● About this task
If a line in the entries below contains "been", copy it.

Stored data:
Start of Block

PR #169, opened 2022-08-08
Rewrite django.utils.timezone.utc to datetime.timezone.utc

hramezani:
Fixes https://github.com/adamchainz/django-upgrade/issues/135

PR #171, opened 2022-08-17
Fix PR number of utc fixer entry in HISTORY.rst

hramezani:
Fix for https://github.com/adamchainz/django-upgrade/pull/169#issuecomment-1217558391


adamchainz:
Ah yes!

PR #181, opened 2022-08-29
Update `from_imports` type hint to use `DefaultDict`

UnknownPlatypus:
Following https://github.com/adamchainz/django-upgrade/pull/167#discussion_r954820379, I think this fixes the typing issue while keeping the more accurate type annotation.


adamchainz:
Thanks!

PR #184, opened 2022-09-06
Add fixer to update BaseCommand.requires_system_checks

browniebroke:
https://docs.djangoproject.com/en/dev/releases/3.2/#deprecated-features-3-2

> Using a boolean value in [`BaseCommand.requires_system_checks`](https://docs.djangoproject.com/en/dev/howto/custom-management-commands/#django.core.management.BaseCommand.requires_system_checks) is deprecated. Use `'__all__'` instead of `True`, and `[]` (an empty list) instead of `False`.


src/django_upgrade/data.py
```diff
@@ -38,6 +38,10 @@ def __init__(
     def looks_like_migrations_file(self) -> bool:
         return "migrations" in self.filename.split(os.path.sep)
 
+    def looks_like_admin_command(self) -> bool:
+        path_parts = self.filename.split(os.path.sep)
+        return "management" in path_parts and "commands" in path_parts
```
adamchainz, line 43: I think to be even surer, we could check for "management" followed by "commands" - perhaps with clever use of `list.index()`

src/django_upgrade/fixers/management_command.py
```diff
@@ -0,0 +1,44 @@
...
+
+fixer = Fixer(
+    __name__,
+    min_version=(3, 2),
+)
+
+REPLACEMENTS = {
+    True: '"__all__"',
+    False: "[]",
+}
```
adamchainz, line 25: I think this would be clearer just as an `if` statement inside the function, there aren't any othre cases that may be added in the future

README.rst
```diff
@@ -481,6 +481,20 @@ Removes module-level ``default_app_config`` assignments from ``__init__.py`` fil
 
     -default_app_config = 'my_app.apps.AppConfig'
 
+``BaseCommand.requires_system_checks``
```
adamchainz, line 484: I think I tried to keep the fixer docs in the same order as the deprecation docs, so this would be before `EmailValidator`

adamchainz (commented):
Nice, nice. This can be a real nuisance in some projects. I'm gonna just make the below little fixes.

adamchainz:
Yeah! 👍👏

PR #99, opened 2014-09-16
pt_pt translations for LM master

gioman:


rldhont:
Apologize for this late response. This pull-request is always up-to-date ?

gioman:
The translated strings in this PR are ok.  I guess that since then that more are needed to be added, but this ones are good.

PR #181, opened 2015-07-10
AllowMulti=true for ValueRelation creates checkboxes control

nboisteault:
Here is a patch to create a checkboxes control when AllowMulti=true in QGIS for 'ValueRelation' QGISEditType.
I'm new to git and github so I hope my pull request is not to messy.


lizmap/modules/lizmap/controllers/edition.classic.php
```diff
@@ -797,6 +806,10 @@ public function saveFormDataToDb($form){
     foreach($fields as $ref){
       // Get and filter the posted data foreach form control
       $value = $form->getData($ref);
+      
+      if(is_array($value)){
+        $value = '{'.join($value,',').'}';
```
rldhont: It seems that join is not a PHP method. Can you correct this line with implode method.

rldhont:
Hi @nboisteault, thanks for your contribution.
With which data did you test your code ?

nboisteault:
Hi. You're welcome.
I've tested with a personal PostGIS database. My array colums are of type 'character varying' and not 'int[]' though.

PR #200, opened 2015-09-17
Cache - white list of parameters for md5 key

xcaeag:
Use a white list of parameters for the constitution of a unique  MD5 key
Between WWW and CLI cache generation, sometimes, the list differ ("exception" param)
Seen with René-Luc : The list still needed to be adapted.


lizmap/lizmap-modules/localiz/controllers/default.classic.php
```diff
@@ -0,0 +1,63 @@
...
+        return $rep;
+    }
+    
+    /**
+    *
+    */
+    function search() {
+        $localConfig = jApp::configPath('localconfig.ini.php');
+        $ini = new jIniFileModifier($localConfig);
+
```
laurentj: First, you shouldn't use jIniFileModifier to only read an ini file : it is very slow compare to parse_ini_file().

Second, all parameters into localconfig.ini.php are merged at run time with other configuration files, so in fact, you can access to your parameters with `jApp::config()->localiz_plugin` which is an array (ex: jApp::config()->localiz_plugin['db_host'])

lizmap/lizmap-modules/localiz/install/install.php
```diff
@@ -0,0 +1,49 @@
...
+        }
+        
+        // installer le JS
+        $jsFile = jApp::wwwPath('js/localiz.js');
+        if (! file_exists($jsFile)) {
+            $this->copyFile('js/localiz.js', $jsFile);
+        }
+
+        // conf DB
+        $localConfFile = jApp::configPath('localconfig.ini.php');
```
laurentj: You already have a such instantiated object in `$this->entrypoint->localConfigIni`

lizmap/lizmap-modules/localiz/install/install.php
```diff
@@ -0,0 +1,49 @@
...
+        if (file_exists($localConfFile)) {
+            $ini = new jIniFileModifier($localConfFile);
```
laurentj: You already have a such instantiated object in `$this->entrypoint->localConfigIni`.

lizmap/lizmap-modules/localiz/install/install.php
```diff
@@ -0,0 +1,49 @@
...
+            $ini->setValue('db_driver', 'pgsql', 'localiz_plugin');
+            $ini->setValue('db_host', 'pgpool', 'localiz_plugin');
+            $ini->setValue('db_port', '5432', 'localiz_plugin');
+            $ini->setValue('db_database', 'refgeo2', 'localiz_plugin');
+            $ini->setValue('db_user', 'visu', 'localiz_plugin');
+            $ini->setValue('db_password', 'visu', 'localiz_plugin');
```
laurentj: It's better to put these parameters into the profiles.ini.php (and so you don't have to create a "virtual" profil into search(), and it is more performant). And you should verify that there isn't already these parameters, to not overwrite values changed by the user.

To create a such profil, use instead the method `declareDbProfile`:

```
$this->declareDbProfile('localiz_plugin', array('driver'=>'pgsql', 'host'=>'...',...));
```

lizmap/lizmap-modules/localiz/install/install.php
```diff
@@ -0,0 +1,49 @@
...
+            $ini->setValue('db_query', "select oid, geometrytype, value, label, longlabel, xmin, ymin, xmax, ymax from MYTABLE where label like '%s%%'", 'localiz_plugin');
```
laurentj: It's ok for this parameter to put it into the localconfig.ini.php

`$this->entrypoint->localConfigIni->setValue(...);`

laurentj:
I did some comments about the use of jelix API.  @rldhont or @mdouchin will review the lizmap part :-)

lizmap/www/js/map.js
```diff
@@ -3754,9 +3754,9 @@ var lizMap = function() {
         }
       });
 
-      printLayers.reverse();
-      styleLayers.reverse();
-      opacityLayers.reverse();
+      //printLayers.reverse();
+      //styleLayers.reverse();
+      //opacityLayers.reverse();
```
rldhont: Hi @xcaeag you can't comment this lines, because this correction is available for QGIS 2.18 and not for 2.14.
The fix has to be more complex.

lizmap/lizmap-modules/localiz/controllers/default.classic.php
rldhont: @laurentj we have to check all the lizmap code for this point.

rldhont:
Hi @xcaeag,
I think some part of code has not to be part of this PR. For example the module `localiz` has to be published in a different PR.

xcaeag:
René-Luc, you can close this PR, the latest additions (localiz plugin ...) are quite specific to the water agency ...
Ignorance of git.
But take a look at the key md5 of the tiles of the cache...
thank you !

rldhont:
With WMTS support in QGIS Server 3.* we will probably changed the way to cached tiles

PR #277, opened 2016-03-30
Query external GetLegendGraphics for external WMS layers

nboisteault:


nboisteault:
I'm sorry but my master branch was not updated so I didn't see you already did that work. This pull request can be deleted so.

rldhont:
Thanks for your contribution

nboisteault:
Now I'm looking at adding GetFeatureInfo for external WMS layers. It seems that I need to add as many GetFeatureInfo control than different external url. What do you think of this idea?

PR #300, opened 2016-04-25
Proxy external WMS getFeatureInfo

nboisteault:
getFeatureInfo requests for external WMS are proxied via lizmap


nboisteault:
I'm sorry. I see that there are two commits not needed that I created to keep my master synced.
Let me know if you need a cleaner pull request.

laurentj:
Yes, it would be better to rebase your commits :-)

nboisteault:
Ok I think it is good now. See https://github.com/3liz/lizmap-web-client/pull/312

PR #305, opened 2016-05-05
Put data from qgs files to a cache

laurentj:
Reading the xml file of projects (*.qgs) takes many time (and many memory). And it is readed at each request, so for each tiles. 

Now the XML content is readed only one time, and needed data are put in a cache. Xml file is readed only if it has changed. And so, most of methods of LizmapProject don't read anymore the xml content, and just return data readed from the cache. Except some few methods that read the xml file everytime : getXmlLayers(), getXmlLayerByKeyword($key), getComposer( $title ), getXmlLayer()

### DIFF
--- a/lib/jelix-plugins/cache/file/file.cache.php
+++ b/lib/jelix-plugins/cache/file/file.cache.php
@@ -176,7 +176,6 @@ class fileCacheDriver implements jICacheDriver {
 
         $filePath = $this->_getCacheFilePath($key);
         $this->_createDir(dirname($filePath));
-
         if ($this->_setFileContent ($filePath,$var)) {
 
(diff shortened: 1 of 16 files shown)


laurentj:
- getXmlLayers(), getXmlLayerByKeyword($key), getComposer( $title ): it seems they are not used in Lizmap. Probably some methods used by some user's projects? Could we drop them? Will it break some other projects?
- getXmlLayer() : used by the edition feature. Many layer data are used by the edition feature, and I don't know yet very well what is useful to put needed data into the cache.

rldhont:
getXmlLayerByKeyword($key) is used by user's projects and could be used by us to assign properties to layers.

PR #315, opened 2016-05-18
Admin - Add parameters to choose Redis backend host and port

mdouchin:
@rldhont  locales have been created for english and french in this PR, please give guidelines to add other locales


laurentj:
Parameters in the form should be hidden if the storage type is not redis, IMHO

lizmap/modules/lizmap/classes/lizmapProxy.class.php
```diff
@@ -392,11 +392,18 @@ static public function createVirtualProfile( $repository, $project, $layers, $cr
...
+                $cacheRedisPort = trim($ser->cacheRedisPort);
+
             // Virtual cache profile parameter
             $cacheParams = array(
                 "driver"=>"redis",
-                "host"=>"localhost",
-                "port"=>"6379",
+                "host"=>$cacheRedisHost,
+                "port"=>$cacheRedisPort,
                 "ttl"=>$cacheExpiration
```
laurentj: a "db" parameter should be added (optional, integer >=0), in order to allow to select the database index in Redis.

laurentj: a "key_prefix" parameter should be added (optional, string), in order to indicate key_prefix.

mdouchin:
@laurentj  @rldhont updated with key prefix and db optional parameters + hide them in form if redis is not chosen

laurentj:
It ok for me :-)

PR #324, opened 2016-05-27
ajout du test property_exists() a proxy_external_wms

nboisteault:


rldhont:
Can you add more tests:
```
if( property_exists($pConfig->layers, $queryLayer) 
&& property_exists($pConfig->layers->$queryLayer, 'externalAccess') 
&& $pConfig->layers->$queryLayer->externalAccess == 'True' ){
```
Thanks

PR #377, opened 2016-09-20
 Popup - Warn user if no object has been found & dock not showed on small screen

josemvm:
popup.msg.no.result=Não foi encontrado nenhum objecto neste local.

also necessary for all other locales


josemvm:
sorry, according commit https://github.com/3liz/lizmap-web-client/commit/fd4e6e84cf5f5fbf61201ac51024107eda2a8db0

PR #420, opened 2016-11-26
minor fix in the default css theme

jonnyforestGIS:
Fix header url. The extra ' '  is broking the url header and use the default theme header instead of project theme header.

It's happening in the loading.gif i will try to see what is wrong.

Regards


rldhont:
Manually merged in release_3_0 with 6815eabfb0d8b828bb3aa09f354a585aa71b9f5c
Will be available in 3.0.5

PR #435, opened 2016-12-16
Update map.UTF-8.properties

majorxtrem:
Change the placeorder to "Recherche"
"Rue, Ville" is not ideal if you use quickfinder to search other things


rldhont:
Can you update it to change en_US locale ?
The en_US locale is used by other localizers on transifex.

majorxtrem:
Done !

rldhont:
Thanks!

PR #4149, opened 2024-02-02
Bugfix: WMTS for layers with shortname 

rldhont:
* Fixing WMTS capabilities for cached layers with shortname defined
* Adding WMTS end2end tests with a cached layer which has a different shortname from name.

Funding by [Agence de l'eau Rhône Méditerranée Corse](https://www.eaurmc.fr/)


nboisteault:
@rldhont I've made the wmts_test project in a quick and dirty manner without thinking to integrate it to tests projects. Would it be better to add a layer in the `cache` project and complete requests-getcapabilities-ghaction.js test?

PR #4174, opened 2024-02-06
Fix: Get back to the way lizmap groups and layers are checked

rldhont:


rldhont:
I close it because I propose Double Clicking #4179

PR #4179, opened 2024-02-08
UI: Double clicking on group propagating the checked state

rldhont:
When double clicking on a group label or checkbox, the new checked state of the group will be propagated through the tree to all the children.

With this capability, the user will be able to check all the layers contained in a group whatever the depth.

lizmap-dblclicking-treeview

### DIFF
--- a/assets/src/components/Treeview.js
+++ b/assets/src/components/Treeview.js
@@ -21,11 +21,13 @@ export default class Treeview extends HTMLElement {
     constructor() {
         super();
         this._itemNameSelected;
+        this._clickTimestamp;
     }
 
     connectedCallback() {
 
         this._onChange = () => {
+            if (this._freeze) return;
             render(this._rootTemplate(mainLizmap.state.layerTree), this);
         };
 
@@ -96,10 +98,14 @@ export default class Treeview extends HTMLElement {
             }
             <div class="${layer.checked ? 'checked' : ''} ${layer.type} ${layer.name === this._itemNameSelected ? 'selected' : ''}">
                 <div class="loading ${layer.loadStatus === MapLayerLoadStatus.Loading ? 'spinner' : ''}"></div>
-                <input type="checkbox" class="${parent.mutuallyExclusive ? 'rounded-checkbox' : ''}" id="node-${layer.name}" .checked=${layer.checked} @click=${() => layer.checked = !layer.checked} >
+                <input type="checkbox"
+                    class="${parent.mutuallyExclusive ? 'rounded-checkbox' : ''}"
+                    id="node-${layer.name}"
+                    .checked=${layer.checked}
+                    @click=${() => layer.checked = !layer.checked} >
                 <div class="node ${layer.isFiltered ? 'filtered' : ''}">
                     <img class="legend" src="${layer.icon}">
-                    <label for="node-${layer.name}">${layer.layerConfig.title}</label>
+                    <label for="node-${layer.name}" >${layer.layerConfig.title}</label>
                     <div class="layer-actions">
                         <a href="${this._createDocLink(layer.name)}" target="_blank" title="${lizDict['tree.button.link']}">
                             <i class="icon-share"></i>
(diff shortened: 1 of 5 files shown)


Gustry:
Nice idea !

assets/src/components/Treeview.js
```diff
@@ -51,13 +51,18 @@ export default class Treeview extends HTMLElement {
...
+                        .checked=${item.checked}
+                        @click=${() => item.checked = !item.checked}
+                        @dblclick=${() => this._dblclicked(item)} >
                     <div class="node ${item.isFiltered ? 'filtered' : ''}">
                         ${item.type === 'layer'
                             ? html`<img class="legend" src="${item.icon}">`
                             : ''
                         }
-                        <label for="node-${item.name}">${item.layerConfig.title}</label>
+                        <label for="node-${item.name}" style="user-select: none;" @dblclick=${(e) => {e.preventDefault(); this._dblclicked(item);}} >${item.layerConfig.title}</label>
```
nboisteault, line 65: Better put styles in CSS.

assets/src/components/Treeview.js
```diff
@@ -132,6 +137,15 @@ export default class Treeview extends HTMLElement {
         return visibility;
     }
 
+    _dblclicked(item) {
+        if (item.type != 'group') {
```
nboisteault, line 141: To avoid unwanted listeners, we could add `@dblclick` event listener only for groups here : https://github.com/3liz/lizmap-web-client/pull/4179/files#diff-25aa8d9133469826d98486d1fbe1d18f36ca5c72a569d73aa6e56c9c07d49836R65

nboisteault (changes requested):

assets/src/components/Treeview.js
rldhont: @nboisteault have you an idea how to do so in CSS ? which file ? which css rule ?

assets/src/components/Treeview.js
nboisteault: It might not be important so you can ignore this comment.

nboisteault:
Sometimes the double click does not work. It might due to the label being linked to the checkbox.
@Gustry @mdouchin could you also test?


https://github.com/3liz/lizmap-web-client/assets/2145040/3f62fe94-a20e-4785-8dfa-559c6c625714

Gustry:
> Sometimes the double click does not work.

Indeed, I can confirm.
An idea, maybe an icon could be added, similar to the "I" ? (not the best, but similar)

rldhont:
@Gustry @nboisteault @mdouchin It is ready for review!

nboisteault (approved):
Tested and approved!

Gustry:
Strange, I can't even try on the "Montpellier" project : 

image

@nboisteault Which project did you use ?

rldhont:
> My comments above remains valid, I don't have any chekbox to try on the "Montpellier" project. On which project are you trying ?

The "Montpellier" project activates the option to disabled checkboxes for groups.

I am using the "testsrepository/treeview" project.

Gustry:
> I am using the "testsrepository/treeview" project.

Ok, but the first "group" in this project, it doesn't work for me with this PR.

rldhont:
> > I am using the "testsrepository/treeview" project.
> 
> Ok, but the first "group" in this project, it doesn't work for me with this PR.

What do you mean by it doesn't work for me ?

Gustry:
Freshly load the map http://lizmap.local:8130/index.php/view/map?repository=testsrepository&project=treeview
Peek 2024-04-15 16-06

I do only double click

Gustry:
This PR is a good move, but I'm not 100% convinced by the approach, given the number of feedbacks on this. A double click is "unknown" on a web interface.

Fine to discuss

rldhont:
@nboisteault @Gustry @mdouchin @mind84 @gioman @josemvm @guenterw 

I proposed the double click to propagate checked status to tree children, but I can implement an other way to do so. What is your prefered way to propagate checked status to tree children: 

1.  Double click
2. Click right
3. Click middle
4. Long press click

guenterw:
If I understand (translate) it correctly, it is the function that is used in QGIS with Ctrl+click.
Since not every user uses QGIS, I think the double-click is also best

josemvm:
hi @rldhont for LWC >=3.7 we lost the  text of the tooltip that is shown when the mouse passes over the layer name in the layer tree and i don't know if that was intentional... regardless of the choice, how do you intend to inform the user of the existence of this functionality?

however, i prefer double click

guenterw:
One more basic thought about the group checkboxes:
Since you have to decide whether to display them or not, I always choose to hide the group checkboxes.
For example, if you have a group of aerial images with a checkbox, with the aerial images of the last 10 years, then there is always the risk that the group is checked and thus all 10 aerial images are loaded on top of each other.
Or in the case of development plans: There is a group of development plans, including groups for 6 districts and the respective plans. Now it can make sense to show all plans for a district, but not necessarily for the whole municipality.

On the other hand, it often makes sense to activate all layers of a group. I would currently control this via the QGIS themes.

Thus, there is actually the desire to determine the display of the group checkbox per group.
But this then leads to an inconsistent picture of the legend. Is this acceptable?

@Gustry  I think the tutorial is a good idea

PR #4190, opened 2024-02-12
JS - Update package.json version

Gustry:
Following #4185 it seems that this version should be increased.

I'm still not sure what version we should use. I don't think `3.8` is a valid value, and I would like to keep semver.

But JSDoc will build a different website for each different version. I need to check that.

Maybe only update X.Y.0, whatever the bugfix release number ?


nboisteault (approved):
It is ok for me.

PR #4093, opened 2024-01-24
[Bugfix] Too many embedded layers cause php to hit max_execution_time 

mind84:
There are cases where a project might embed several layers from another project. 

In this scenario Lizmap [loads](https://github.com/3liz/lizmap-web-client/blob/1b302d40f667706f05f4f4b0e8882720a779449f/lizmap/modules/lizmap/lib/Project/QgisProject.php#L1494) the same project (embedded project) multiple times for each of these layers and this behavior could cause php to hit `max_execution_time` if there are many embedded layers.

To fix that I've grouped the embedded layers and load the related QGIS embedded project once.

**Test note**
I haven't add php unit tests since seems to me that the current tests already covers this changes. Of course, if you think that more tests are needed, I'll add them.

Funded by Faunalia

PR #4204, opened 2024-02-13
[Bugfix] Drag and drop form for embedded layers

mind84:
**Drag and drop** form configuration is not taken into account for the embedded layers. 

This is due to the fact that in the `readEditionForms` [method](https://github.com/3liz/lizmap-web-client/blob/4a63151845de41156ad7256d5c80d4536ac5dad7/lizmap/modules/lizmap/lib/Project/QgisProject.php#L890), the layer configuration is read from the "current" project and not from the embedded project.

To fix this, I did something similar to what I did for this [PR](https://github.com/3liz/lizmap-web-client/pull/4093). 

This time I've also add  a `cache check`. I don't know if it's worth it, since in most cases the modified methods are called before the project cache is set. However, if you think the cache-checking is fine, I could add it to the other methods modified in the previous PR.

I've added unit and playwright tests, since this case is not covered yet.

Thanks

Funded by Faunalia

### DIFF
--- a/lizmap/modules/lizmap/lib/Project/QgisProject.php
+++ b/lizmap/modules/lizmap/lib/Project/QgisProject.php
@@ -856,6 +856,7 @@ class QgisProject
      */
     public function readEditionLayers($editionLayers)
     {
+        $embeddedEditionLayers = array();
         foreach ($editionLayers as $key => $obj) {
             // Improve performance by getting provider directly from config
             // Available for lizmap plugin >= 3.3.2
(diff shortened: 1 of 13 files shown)


Gustry:
Thanks for the fix.
I'm adding a backport 3.7 ?

mind84:
> Thanks for the fix. I'm adding a backport 3.7 ?

Yes thank you

rldhont (approved):

lizmap/modules/lizmap/lib/Project/QgisProject.php
```diff
@@ -886,8 +916,39 @@ public function readEditionLayers($editionLayers)
...
+
+                    $embeddedEditionLayers[$layerDefinition['projectPath']] = $qgisProject;
+                }
+
+                $xml = $qgisProject->getXml();
+            } else {
+                $xml = $this->xml;
+            }
+
+            $layerXml = $this->getXmlLayer2($xml, $obj->layerId);
```
mdouchin, line 951: I think you should create a new dedicated private function to extract this information and use it in `readEditionLayers` and `readEditionForms` methods. This will avoid to duplicate the code

mdouchin (changes requested):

End of Block

● Written solution
@rldhont  locales have been created for english and french in this PR, please give guidelines to add other locales
 Popup - Warn user if no object has been found & dock not showed on small screen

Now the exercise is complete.